Although reciprocity is one fundamental cornerstone of human behavior, modeling reciprocity still is a challenge for social scientists. The current study analyzes two of the most established approaches, the reference value model by D &K and the intention factor model by F &F. We point out that there are two major differences between the two approaches: the first model measures perceived kindness of an action in relation to a reference value while the second model distinguishes between the intention of an action and the extent to which the action is perceived as being unkind or kind. The latter element of F &F’s model relies on the inequity of the proposed payoffs whereas the former element results from a pairwise comparison between alternatives.
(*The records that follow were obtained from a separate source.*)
PR #377, opened 2020-09-22
Assign tags to users, send requests only to users with certain tags

### LINKED ISSUE #6: Ask subgroups
```gherkin
Feature: Ask subgroups
  As editor
  I want to send a research question to a subgroup e.g. entrepreneurs, parents, dog owners 
  in order to avoid asking questions which are irrelevant for certain contributors
  e.g. "How much is the rent?" for property owners who don't pay any rent
```

Screenshot - 2020-09-21T153446 552

mattwr18:
Close #6

This PR adds a simps UI to assign tags to users and then use tags to send requests only to users with certain tags.

* Colors are randomly assigned to tags, but are persistent, i.e. the same tag always has the same color, but you cannot select which color is assigned to a tag.
* Tags are combined using boolean AND, i.e. only users are selected that have all the tags.
* There’s a small note/help tags displayed informing the user about the number of users with the selected tags. (I’m actually not super happy with the placement of help text – and I think that might have been come up during the user test with Anna as well – as it can easily be overlooked. However, placing it below the tags input is no option as well, as it will be invisible when the autocomplete dropdown is opened.

Actually, I have some ideas how to solve that if we slightly reworked the whole form (#388), but I’d rather not do that right now.

Bildschirmfoto 2020-09-24 um 20 03 05

### DIFF
--- a/app/components/request_form/request_form.js
+++ b/app/components/request_form/request_form.js
@@ -44,7 +44,7 @@ export default class extends Controller {
           return;
         }
 
-        const message = messageTemplates.other.replace('{count}', count);
+        const message = messageTemplates.other.replace('%{count}', count);
         this.membersCountTarget.innerHTML = message;
       },
     });
--- a/app/components/request_form/request_form.js
+++ b/app/components/request_form/request_form.js
@@ -1,4 +1,5 @@
 import { Controller } from 'stimulus';
+import Rails from '@rails/ujs';
 import sanitize from '../../../frontend/helpers/sanitize.js';
 
 const template = ({ message, notes }) => {
@@ -7,10 +8,11 @@ const template = ({ message, notes }) => {
 };
 
 export default class extends Controller {
-  static targets = ['preview', 'message'];
+  static targets = ['preview', 'message', 'membersCount'];
 
   connect() {
     this.updatePreview();
+    this.updateMembersCount();
   }
 
   updatePreview() {
@@ -19,5 +21,32 @@ export default class extends Controller {
     };
 
     this.previewTarget.innerHTML = template(data);
+  }
+
+  updateMembersCount(event) {
+    if (!event || event.detail.tags.length <= 0) {
+      this.membersCountTarget.hidden = true;
+      return;
+    }
+
+    const messageTemplates = JSON.parse(this.data.get('members-count-message'));
+    const tags = event.detail.tags;
+
+    Rails.ajax({
+      url: '/users/count',
+      type: 'GET',
+      data: new URLSearchParams({ tag_list: tags }).toString(),
+      success: ({ count }) => {
+        this.membersCountTarget.hidden = false;
+
+        if (count == 1) {
+          this.membersCountTarget.innerHTML = messageTemplates.one;
+          return;
+        }
+
+        const message = messageTemplates.other.replace('{count}', count);
+        this.membersCountTarget.innerHTML = message;
+      },
+    });
   }
 }
--- a/app/components/tags_input/tags_input.css
+++ b/app/components/tags_input/tags_input.css
@@ -33,6 +33,20 @@
   justify-content: space-between;
 }
 
-.TagsInput-count {
+.tagify__dropdown__item--active,
+.tagify__dropdown__item:hover {
+  background-color: var(--color-gray-light);
+}
+
+.TagsInput-name {
+  padding: 0 var(--spacing-unit-xs);
+  border-radius: var(--border-radius);
+  background-color: var(--tag-bg) !important;
+  color: #fff;
+}
+
+.TagsInput-count,
+.tagify__dropdown__item--active .TagsInput-count {
   font-size: var(--font-size-xs);
+  color: var(--color-text-light);
 }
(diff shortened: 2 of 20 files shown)


drjakob:
Textvorschlag **Empfänger einschränken**: "Wähle Tags, um den Empfängerkreis deiner Frage einzuschränken. Die Tags summieren sich: "Lehrer" und "Biologie" verschickt die Frage an alle Biologie-Lehrer. Und nur an sie."

tillprochaska:
@roschaefer @mattwr18: Sorry, didn’t rebase this yet – will do that after your reviews! :)

smalbroc (approved):

app/components/request_form/request_form.js
```diff
@@ -20,4 +22,31 @@ export default class extends Controller {
 
     this.previewTarget.innerHTML = template(data);
   }
+
+  updateMembersCount(event) {
+    if (!event || event.detail.tags.length <= 0) {
```
mattwr18, line 27:
```suggestion
    if (!event || event.detail.tags.length === 0) {
```
or `< 1`... it could never be less than one right?
or `!!event.detail.tags.length`?

app/components/tags_input/tags_input.css
```diff
@@ -28,3 +26,27 @@
...
+
+.tagify__dropdown__item--active,
+.tagify__dropdown__item:hover {
+  background-color: var(--color-gray-light);
+}
+
+.TagsInput-name {
+  padding: 0 var(--spacing-unit-xs);
+  border-radius: var(--border-radius);
+  background-color: var(--tag-bg) !important;
```
mattwr18, line 44:
```suggestion
  background-color: var(--tag-bg);
```
this isn't necessary, right?
I tested it without and it seems fine...

app/components/tags_input/tags_input.js
```diff
@@ -1,18 +1,92 @@
...
-    new Tagify(this.inputTarget, {
-      originalInputValueFormat: tags => tags.map(tag => tag.value).join(','),
-      whitelist: JSON.parse(this.data.get('options')),
+    this.tagify = new Tagify(this.inputTarget, {
+      originalInputValueFormat: tags => {
+        return tags.map(tag => tag.value).join(',');
+      },
+
+      whitelist: JSON.parse(this.data.get('available-tags')),
+      enforceWhitelist: !JSON.parse(this.data.get('allow-new')),
```
mattwr18, line 58: I have found this [issue in tagify](https://github.com/yairEO/tagify/issues/465) reporting the weird behavior for `request_form` adding them invalidating and removing the tag... Haven't had time to go through it...

app/components/tags_input/tags_input.rb
```diff
@@ -2,24 +2,24 @@
 
 module TagsInput
   class TagsInput < ApplicationComponent
-    def initialize(value: [], options: [], **kwargs)
+    def initialize(value: [], available_tags: [], allow_new: true, **kwargs)
```
mattwr18, line 5:
```suggestion
    def initialize(value: [], allow_new: true, **kwargs)
```
can be removed now, right?

mattwr18 (commented):
Have a look at my comments :point_down:  and please review the fix to the bug where the taggings_count can't be use to identify users with a specific tag...

app/components/tags_input/tags_input.js
tillprochaska: Thanks, I added that as a separate issue: https://github.com/tactilenews/100eyes/issues/398

app/components/request_form/request_form.js
tillprochaska: @mattwr18: I like to test for `<= 0` instead of `== 0` so that all values that an integer could possibly have are handled. There are many situations (see below) in JavaScript where this comes in handy. Even though it’s rather unlikely in this specific example, I like to make it a habit.

I guess you’d have concerns about this making the code less clear?

```
> null <= 0
< true
```

```
> null == 0
< false 
```

```
> 'lorem ipsum'.indexOf('hello world')
< -1
```

app/components/tags_input/tags_input.rb
tillprochaska: That’s actually the only thing I didn't like about your fix. I think the TagsInput view component should not rely on business logics/concrete models

tillprochaska:
@mattwr18 Thanks again for fixing that weird bug! :)

tillprochaska:
@roschaefer: I had a look at Matt’s comments and would be ready for your review now! :)

app/components/request_form/request_form.js
```diff
@@ -20,4 +22,31 @@ export default class extends Controller {
...
+      data: new URLSearchParams({ tag_list: tags }).toString(),
+      success: ({ count }) => {
+        this.membersCountTarget.hidden = false;
+
+        if (count == 1) {
+          this.membersCountTarget.innerHTML = messageTemplates.one;
+          return;
+        }
+
+        const message = messageTemplates.other.replace('{count}', count);
```
roschaefer, line 47:
```suggestion
        const message = messageTemplates.other.replace('%{count}', count);
```

roschaefer (approved):
render javascript

This looks good, although I find the render method a great use-case for client-side rendering.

We test elements of both models within the context of mini-ultimatum games with two and four alternatives. Results show that F &F’s approach works fine in the games with two alternatives, but has important drawbacks in the games with four alternatives, both with respect to the average numbers but also once we run a within-subject analysis. On the other hand, D &K’s model fails to characterize behavior within both contexts. However, we have to admit that we do not test D &K’s complete model excluding some equilibria based on mutual meanness. This may impair its predictive success in our setting. Despite the shortcoming, we conclude that D &K’s idea to measure perceived kindness in one variable, the distance to the equitable payoff, does not sufficiently capture the nature of perceived (un)kindness. Particularly for games with four alternatives, it seems that the pairwise comparison of alternatives does not predict behavior accurately. Therefore, we present and discuss a potential modification of F &F’s reciprocity model which includes elements of D &K’s approach. Testing the Combined approach’s predictions with our experimental data yields an appropriately low number of mismatches between subjects’ decisions and the predictions. Also the results of the regression analyses indicate a significant improvement of predictive power added by the Combined approach to the existing models.

To conclude, more research is needed to model reciprocity in a sufficient way. Perhaps, the question is not whether there is a true model mapping reciprocity, but whether there is a model that adequately balances the need for generalisability across different games with a satisfactory good predictability of behavior within a specific environment. Elsewhere, it has been shown that reciprocity itself encompasses a number of different subtypes of social utility (e.g., Nicklisch and Wolff (2012)). Therefore, we have to ask ourselves whether we want to model the behavior in one specific game which may trigger one specific form of reciprocity, or whether we want to rely on a general model, which, however, has less predicting power in special situations. The answer to this question we cannot provide here. Therefore, we would like to invite future research to follow this avenue, or, maybe, prove it wrong.